Players, WTA staff and umpires lived in their own “bubble” at the Four Seasons. Meanwhile, tournament support, lines-people, ball persons and the announcer stayed in a separate “bubble” at Ezdan Palace. All underwent routine coronavirus testing and regular temperature checks. Everyone was required to wear masks at all times (except players and umpires during competition). The locker-room was off-limits for the athletes until their match was on-deck, and none were allowed to shower on site. Every aspect of post-match recovery took place at the player hotel.
Pandemic Event Hosting: Champions adjust
From behind-the-scenes pandemic protocols to extreme “socially-distanced” announcer interviews and trophy presentations – the Qatar Tennis Federation and WTA adhered to every science-guided precaution to ensure the safety of all involved. And by doing so, despite all of the obvious challenges, delivered another top-shelf experience for both players and fans on site and those watching around the world.

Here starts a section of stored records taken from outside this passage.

PR #8862, opened 2023-01-27
build docker images with buildkit v0.9.1

chris48s:
Refs

- https://community.fly.io/t/deployments-failing-using-docker-hub-image/10376/2
- https://community.fly.io/t/deploying-to-fly-via-github-action-failing/10171/19

PR #10453, opened 2024-08-10
un-pin buildx version

chris48s:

Hosting high-profile international events during a devastating pandemic is possible. That is, when organizers have the courage, compassion and ingenuity to reinvent the way things are done; when they have the flexibility and financial support to adjust expectation. And as we’ve all learned after one year of separation, isolation, anxiety and heart-break: the “escape” that televised sports provides is invaluable to mental health. A welcome distraction to a very un-welcome new reality.